» TASK DESCRIPTION
Every line of the records below from the line with "Email today from" up to and including the line with "This will quickly" must be reproduced exactly, and no line outside that range.

======== DATA SHOWN ========

PR #208, opened 2020-10-26
travis: test on ubuntu focal

thijstriemstra:


rm-hull (dismissed):

rm-hull:
huh weird ... 3 hours later and no builds have gone through: Is travis having issues or is it because the PR is marked as draft ? 

in any regard, i've noticed that builds are taking a long time to start on travis these days...

thijstriemstra:
the builds did start: https://travis-ci.org/github/rm-hull/luma.core/jobs/738983807

but some weird virtualenv error..

rm-hull:
See also https://travis-ci.community/t/build-delays-for-open-source-project/10272/9

thijstriemstra:
We're currently modifying the travis system python packages by upgrading pip, setuptools, tox and travis libraries.

It's probably better to create a separate virtualenv and upgrade everything there. Tox will then create separate virtualenvs during it's testing. This way we don't have to fiddle with the system and potentially break something.

.travis.yml
```diff
@@ -15,6 +15,8 @@ matrix:
         - python: 3.8
           env: TOXENV=qa,doc
 
-install: pip install --ignore-installed --upgrade setuptools pip tox coveralls
+install:
+  - pip uninstall virtualenv
```
rm-hull, line 19: see: https://travis-ci.org/github/rm-hull/luma.core/jobs/740002770#L202-L207

Add a `-y` flag maybe ?

thijstriemstra: ill rework this pr this weekend. that last commit was a (dumb) test.

rm-hull (approved):

PR #218, opened 2020-11-27
ci: switch to github actions

### LINKED ISSUE #216: Reduce the build jobs on Travis ... or use Github Actions
Email today from travis:

> Welcome to Travis CI, Richard Hull!You are on Free.You have 10,000 credits left - these will begin counting down automatically as soon as you run your first build.You can use your credits to build on both private and open-source repositories using Linux, macOS, and Windows OS.Use the `Sign up now` button below to sign up for a bigger plan to ensure the builds for your private repositories continue uninterrupted.If you're building open-source public repositories and want to signup for an open-source plan, please contact Travis CI.
--
You have 10,000 Credits left for building on Travis CI!

Now that travis is no longer 'free', and since every time a build across any luma.* project is triggered, it will kick off multiple jobs to run the same tests on different versions of python.

This will quickly drain down the 10000 credits, so we have a choice:

1. Remove the build jobs for different versions of python (this reduces the rate at which the credits will go down, but not ideal in the longer term)
1. Contact travis and appeal for an open-source plan (this may be successful, but who knows?)
1. Move all CI operations to github actions instead (free right now, and some small effort required to convert current CI)

Any thoughts on preferred next step @thijstriemstra  ?

thijstriemstra:
fixes #216


thijstriemstra:
haven't found a solution for coveralls yet but other than that it should be ready.

rm-hull (approved):
That’s fantastic. And while does the QA check on each version, it looks to be quicker than Travis.

Re. The coveralls stuff, for some of my other non python projects I seem to remember just doing a curl to post the results to a coveralls endpoint: https://github.com/rm-hull/lein-nvd/blob/master/.travis.yml#L17 for example. Presumably we could just do something similar at some point

PR #228, opened 2021-01-06
Additional fonts

rm-hull:
Fixes #226


luma/core/legacy/font.py
```diff
@@ -22,6 +25,9 @@
 |                   | Spectrum.  Only contains characters 0x20-0x7E   |                                                                                                |
 |                   | inclusive; all others will appear as blanks.    |                                                                                                |
 +-------------------+-------------------------------------------------+------------------------------------------------------------------------------------------------+
+| ``SPECCY_FONT``   | Another font based on the character set from    | http://www.kreativekorp.com/software/fonts/index.shtml                                         |
```
thijstriemstra, line 28: use https instead

luma/core/legacy/font.py
```diff
@@ -8,6 +8,9 @@
 +-------------------+-------------------------------------------------+------------------------------------------------------------------------------------------------+
 | Font name         | Notes                                           | Source                                                                                         |
 +===================+=================================================+================================================================================================+
+| ``ATARI_FONT``    | Designed for a terminal emulator written for    | http://gnu.ethz.ch/linuks.mine.nu/atari/                                                       |
```
thijstriemstra, line 11: this link doesn't resolve. But better to have something that nothing..?

luma/core/legacy/font.py
```diff
@@ -1665,5 +1673,533 @@ def __getitem__(self, ascii_code):
     [0x00, 0x00, 0x00, 0x00],  # 0xFF
 ]
 
+#: Bit patterns for SPECCY_FONT
+#: (another font based on the character set from the ZX Spectrum).
+#: Source: http://www.kreativekorp.com/software/fonts/index.shtml,
```
thijstriemstra, line 1678: use https instead

thijstriemstra (changes requested):
See inline comments. I wouldn't use github username in pull request/commit message, as to not make an exception, or we'd have to do it for every contribution IMO.

luma/core/legacy/font.py
rm-hull: done

luma/core/legacy/font.py
rm-hull: yep, lets leave the link in just in case it ever came back

luma/core/legacy/font.py
rm-hull: done

thijstriemstra (dismissed):

thijstriemstra:
Ah, the link is broken, and detected by Sphinx: https://github.com/rm-hull/luma.core/runs/1657924751#step:8:192

I'll take a look.

thijstriemstra (changes requested):
Fixed it but table is malformed now: https://github.com/rm-hull/luma.core/runs/1658072788#step:8:247

thijstriemstra (approved):

PR #234, opened 2021-01-28
ci: fix indentation

thijstriemstra:
refs #224


thijstriemstra:
It properly skipped the non-tag commit:

Screenshot from 2021-01-28 15-08-42

PR #237, opened 2021-03-07
Cleanup only used GPIO pins in serial interface

### LINKED ISSUE #137: Selectively cleanup RPi.GPIO pins
It's possible to pass an array of pins to `GPIO.cleanup(active_pins)`, e.g. `active_pins = [4, 5, 6]`. We should make sure `GPIO.cleanup()` only ever cleans up the active pins used by a luma library, not disabling other GPIO pins in the process.

See https://github.com/rm-hull/luma.core/blob/2.1.0/luma/core/interface/serial.py#L253

matemaciek:
When `luma.core.interface.serial.spi` is used alongside other modules using `RPi.GPIO`, they could collide if both are cleaning the same pins, therefore instead of cleaning all the pins let's clean only the ones we are using.

fixes #137 
fixes https://github.com/rm-hull/luma.oled/issues/325

### DIFF
--- a/luma/core/interface/serial.py
+++ b/luma/core/interface/serial.py
@@ -250,7 +250,9 @@ class bitbang(object):
         Clean up GPIO resources if managed.
         """
         if self._managed:
-            self._gpio.cleanup()
+            for pin in [self._SCLK, self._SDA, self._CE, self._DC, self._RST]:
+                if pin is not None:
+                    self._gpio.cleanup(pin)
 
 
 @lib.spidev
--- a/luma/core/interface/serial.py
+++ b/luma/core/interface/serial.py
@@ -361,6 +361,14 @@ class gpio_cs_spi(spi):
         if self._gpio_CS:
             self._gpio.output(self._gpio_CS, self._gpio.LOW if self._cs_high else self._gpio.HIGH)
 
+    def cleanup(self):
+        """
+        Close pin if it was set up.
+        """
+        if self._gpio_CS is not None:
+            self._gpio.cleanup(self._gpio_CS)
+        super(gpio_cs_spi, self).cleanup()
+
 
 class noop(object):
     """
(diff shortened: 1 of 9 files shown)


matemaciek:
This fixes https://github.com/rm-hull/luma.oled/issues/325. Tests fixes are coming (-:

rm-hull:
This a great improvement! Thank you. There are some build failures though, eg https://github.com/rm-hull/luma.core/pull/237/checks?check_run_id=2051211855#step:7:441

I can have a look at fixing if you can’t fathom what the issue is.

rm-hull:
Please also add yourself to the list of contributor in  CONTRIBUTING.rst

rm-hull (approved):

matemaciek:
I see that `cleanup` accepts also the list of ports, I'll change this PR to use it, as it will make both code and tests simpler. I'll also try to fix it for parallel connection.

luma/core/interface/serial.py
```diff
@@ -428,7 +426,7 @@ def output(self, pin, value):
 
         self._gpio.write(self._data)
 
-    def cleanup(self):
+    def cleanup(self, pin):
```
thijstriemstra, line 429: changing the public api should be avoided.

matemaciek: This is in following class:
```
class __FTDI_WRAPPER_GPIO:
    """
    Adapter for FTDI to RPI.GPIO. Not for direct public consumption
    """
```

thijstriemstra: ah yes, sorry for the noise.

rm-hull (approved):

rm-hull:
Released https://pypi.org/project/luma.core/2.3.1/

kudos to @thijstriemstra for the github pypi publish task - first time we've used it !

PR #238, opened 2021-03-21
tests: do not match exact OS errno strings

pinotree:
The actual string representation of an errno (like `ENOENT`) is an OS implementation detail, and there is no guarantee on it. Also, we are already checking that the exception is `FileNotFoundError`, which implies `ENOENT` already.

Hence, simplify the assertion checking: check that the actual filename that triggered the exception was the wrong one that was passed to `load_sprite_table()`.


dhrone (approved):
Good improvement to reduce OS coupling.

PR #1854, opened 2022-01-25
Without distributed

dralletje:
It works!

But it is a bit slower than Distributed..
Not so much you notice it while running normally, but you do notice it when dragging a `bind`-ed slider :/


Pangoraw:
Awesome Work! Do you have any idea why it might be slower than Distributed ? Maybe it is the pipes buffering being slower than the socket Distributed is using ?

PS: For anyone wanting to see the code in the notebooks:
- https://pluto-static-viewer.netlify.app/viewer.html?url=https://raw.githubusercontent.com/fonsp/Pluto.jl/without-distributed/src/evaluation/ChildProcessesNotebook.jl
- https://pluto-static-viewer.netlify.app/viewer.html?url=https://raw.githubusercontent.com/fonsp/Pluto.jl/without-distributed/sample/ChildProcesses_benchmark.jl

fonsp:
We don't know *why* it is slower than distributed, but we do know that Distributed uses a TCP server (`Sockets` stdlib) to talk server-worker, while we use stdin/stdout. I think that we should also use TCP, do the benchmark again and reevaluate.

I tried to get a server-worker communication working with the `Sockets` stdlib, but it was surprisingly difficult... Avik mentioned https://github.com/JuliaInterop/ZMQ.jl today (in another context), which is apparently working very well, and I believe that IJulia.jl also uses it. So maybe we should use ZMQ.jl instead of writing our own TCP server/client!

(If you want to give this a try, write a comment so that we don't end up working on it at the same time)

Issue #1800, opened 2022-01-03
Pluto hangs when cell contains `(md" ", md"$t")`


karlwessel:
Pluto notebook does not react anymore if the following MWE is passed to a new empty cell:
```
(md" ", md"$t")
```
Only happens with Pluto 0.17.4. On Firefox and Chrome. I cleared the cache for localhost and used a new temporary julia environment for testing this.

lucifer1004:
This also happens when trying to insert a `$` into `md"a", md"|a"` (`|` denotes the cursor).

fonsp:
@pankgeorg can you take a look?

fonsp:
This is caused by #1533 , and we are working on fixing it, but it seems more difficult than we thought.

We will revert #1533 in the next release (0.17.5), to workaround this issue, and continue working on it...

PR #1855, opened 2022-01-26
Re-enable parseMixed

pankgeorg:
The latest [codemirror-pluto-setup](https://github.com/JuliaPluto/codemirror-pluto-setup) works.
Needs some extensive testing before applying it.

Fixes: #1800 
Related #1533


pankgeorg:
Non-interpolating strings are now ignored by default - let's readjust based on that.!

dralletje:
Playing with it a bit, still need to do dark mode (and CSS (the language)) but I think it looks pretty pretty already.
I've tried to give html and markdown their own color (CSS also but it is a bit much), and javascript and python are "toned down" versions of Julia. 

2BF86449-88D1-4D01-9DBF-4F98EE1EC074
48E575CE-2825-4887-A929-FF3F82413FF2
3EB22212-BCFD-454A-B5C6-81D2BD71994D

dralletje:
Still getting a bunch of errors when working with interpolations :(

pankgeorg:
Thank you for taking a look <3 ! Regarding the interpolation issue, do you think it's an overlay issue, a parser issue or something with CodeMirror? Also, love the `scope` config! 👏🏾👏🏾

dralletje:
> Thank you for taking a look <3 ! Regarding the interpolation issue, do you think it's an overlay issue, a parser issue or something with CodeMirror? Also, love the `scope` config! 👏🏾👏🏾

It's a problem with the markdown parser specifically.
Markdown has a special (non-lezer) parser so I guess that is why it has problems.

frontend/components/CellInput/mixedParsers.js
```diff
@@ -17,14 +17,12 @@ import {
...
 const mdParserExt = markdownLanguage.parser.configure(parseCode({ htmlParser }))
 const postgresParser = PostgreSQL.language.parser
 const sqlLang = sql({ dialect: PostgreSQL })
 const pythonParser = pythonLanguage.parser
 
-const MD_SIMPLE_TAGS = ["md", "mermaid"].flatMap((x) => [x, `@${x}`])
-const MD_EXTENDED_TAGS = ["cm", "markdown", "mdx", "mdl", "markdownliteral"].flatMap((x) => [x, `@${x}`])
+const MD_TAGS = ["md", "mermaid", "cm", "markdown", "mdx", "mdl", "markdownliteral"].flatMap((x) => [x, `@${x}`])
 
 const overlayHack = (overlay, input) => {
```
fonsp, line 27: Can you add a docstring? We probably shouldn't have hacks without comment

frontend/components/CellInput.js
```diff
@@ -56,74 +60,227 @@ import { bracketMatching } from "./CellInput/block_matcher_plugin.js"
...
-    { tag: tags.link, color: "var(--cm-link-color)" },
+        scope: pythonLanguage.topNode,
+        all: {
+            color: "var(--cm-editor-text-color)",
+            filter: `contrast(0.5)`,
+        },
+    }
+)
+
+export const pluto_syntax_colors_css = HighlightStyle.define(
```
fonsp, line 211: We have a lot of `#rrggbb` colors for the CSS syntax, can those all be CSS variables? Maybe just reuse random vars from Julia, even if they are not a sematic match

frontend/imports/CodemirrorPlutoSetup.js
```diff
@@ -56,7 +56,7 @@ import {
     javascript,
     python,
     Text,
-} from "https://cdn.jsdelivr.net/gh/JuliaPluto/codemirror-pluto-setup@0.25.0/dist/index.es.min.js"
+} from "https://cdn.jsdelivr.net/gh/JuliaPluto/codemirror-pluto-setup@0.26.0/dist/index.es.min.js"
```
fonsp, line 59: Can we do this on `main` right now?

pankgeorg: sure!

frontend/components/CellInput.js
dralletje: I'll give CSS another try

dralletje:
I can't get lezer-markdown to even install on my machine, so I say we merge this without markdown interpolations (markdown interpolations that only work with `@markdown` anyway, because `md".."` doesn't have interpolations anyway)

dralletje:
@pankgeorg any idea why Github says 14 files changed? With like a bunch of changes that should already be in master?

pankgeorg:
> @pankgeorg any idea why Github says 14 files changed? With like a bunch of changes that should already be in master?

fixed!

dralletje:
@fonsp Speak now (or in the next hour) or forever hold your peace

PR #1857, opened 2022-01-26
Dark background image but not that loud!

pankgeorg:
Also with the `main` area significantly darker than before (so you can read it as an article!)
image


dralletje:
Hahaa, looks pretty.
Where did you get this image? :o

frontend/dark_color.css
```diff
@@ -189,8 +189,22 @@
     }
     body:not(.disable_ui):not(.more-specificity) {
         /* background by SVGBackgrounds.com */
```
pankgeorg, line 191: From this website @dralletje, it's cool!

PR #1864, opened 2022-01-28
DOI in REAMDE for citation

rikhuijzer:
In response to a discussion on Slack; a very basic citation file. The benefit of these files is that its clear for people what to cite and tooling such as Zotero should be able to interpret it.

I'm not sure how to handle the many contributors, so that's why I've added only the first three.


fonsp:
Let's start by putting the DOI in the readme? Our version-independent DOI is:

https://doi.org/10.5281/zenodo.4792401

[DOI](https://doi.org/10.5281/zenodo.4792401)

This links to our zenodo page, which has download links for bibtex and such.

I'm not entirely happy with giving an "official" shortlist of authors to cite right now. If we do that, I think it should be after discussing with the many other authors, but it doesn't seem super important right now (i think). So let's avoid the problem by using the auto-generating list from zenodo :)

rikhuijzer:
Makes sense. Without authors, the functionality breaks as can be seen in <https://github.com/rikhuijzer/citationexperiment>. There, the cite this repository button is broken when authors are removed.

I've added the badge below Pluto.jl

## Preview

image

PR #1871, opened 2022-01-30
Server-side events as configuration

ctrekker:
As discussed in the [developer call on 1/27](https://juliapluto.github.io/weekly-call-notes/2022/01-27/notes.html), here are a few changes related to server-side event listeners.

### List of changes
- Move event listener to configuration
    - Had to add a `MsgPack.to_msgpack` for functions that returns null so Pluto doesn't try to serialize the event listener function
- Update `Events.jl` docstring with updated instructions
- Rename `event_listener` to `on_event` since its shorter and maybe more descriptive?
- Assign configuration port if none was provided (see [comment below](https://github.com/fonsp/Pluto.jl/pull/1871#discussion_r795117452))

### Example Usage
```julia
import Pluto

# catches unwanted events
function myfn(a::PlutoEvent)
    nothing
end
# catches the notebook `save` event
function myfn(a::FileSaveEvent)
    HTTP.post("https://my.service.com/count_saves")
end

Pluto.run(; on_event=myfn)
```

### Backwards Compatibility
This PR _would_ technically break backwards compatibility. I don't think refactoring everything to kwargs is too bad, but if others think otherwise we can add the following method definition for `ServerSession` and everything should (I didn't test it) be backwards compatible.

```julia
function ServerSession(; event_listener::Function, kwargs...)
    s = ServerSession(; kwargs...)
    s.options.server.on_event = event_listener
    s
end
```

### TODO
- [ ] On server start event that sends port

### DIFF
--- a/src/webserver/WebServer.jl
+++ b/src/webserver/WebServer.jl
@@ -130,6 +130,7 @@ function run(session::ServerSession, pluto_router)
     hostIP = parse(Sockets.IPAddr, host)
     if port === nothing
         port, serversocket = Sockets.listenany(hostIP, UInt16(1234))
+        session.options.server.port = port
     else
         try
             serversocket = Sockets.listen(hostIP, UInt16(port))
--- a/src/webserver/WebServer.jl
+++ b/src/webserver/WebServer.jl
@@ -130,7 +130,6 @@ function run(session::ServerSession, pluto_router)
     hostIP = parse(Sockets.IPAddr, host)
     if port === nothing
         port, serversocket = Sockets.listenany(hostIP, UInt16(1234))
-        session.options.server.port = port
     else
         try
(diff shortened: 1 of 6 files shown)


src/webserver/WebServer.jl
```diff
@@ -130,6 +130,7 @@ function run(session::ServerSession, pluto_router)
     hostIP = parse(Sockets.IPAddr, host)
     if port === nothing
         port, serversocket = Sockets.listenany(hostIP, UInt16(1234))
+        session.options.server.port = port
```
ctrekker, line 133: I added this because otherwise server-side event consumers would have no way of knowing what port Pluto is running on. This would only assign the configured port when it is not explicitly provided.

========

» OUTPUT FOR THIS TASK
Email today from travis:

> Welcome to Travis CI, Richard Hull!You are on Free.You have 10,000 credits left - these will begin counting down automatically as soon as you run your first build.You can use your credits to build on both private and open-source repositories using Linux, macOS, and Windows OS.Use the `Sign up now` button below to sign up for a bigger plan to ensure the builds for your private repositories continue uninterrupted.If you're building open-source public repositories and want to signup for an open-source plan, please contact Travis CI.
--
You have 10,000 Credits left for building on Travis CI!

Now that travis is no longer 'free', and since every time a build across any luma.* project is triggered, it will kick off multiple jobs to run the same tests on different versions of python.

This will quickly drain down the 10000 credits, so we have a choice:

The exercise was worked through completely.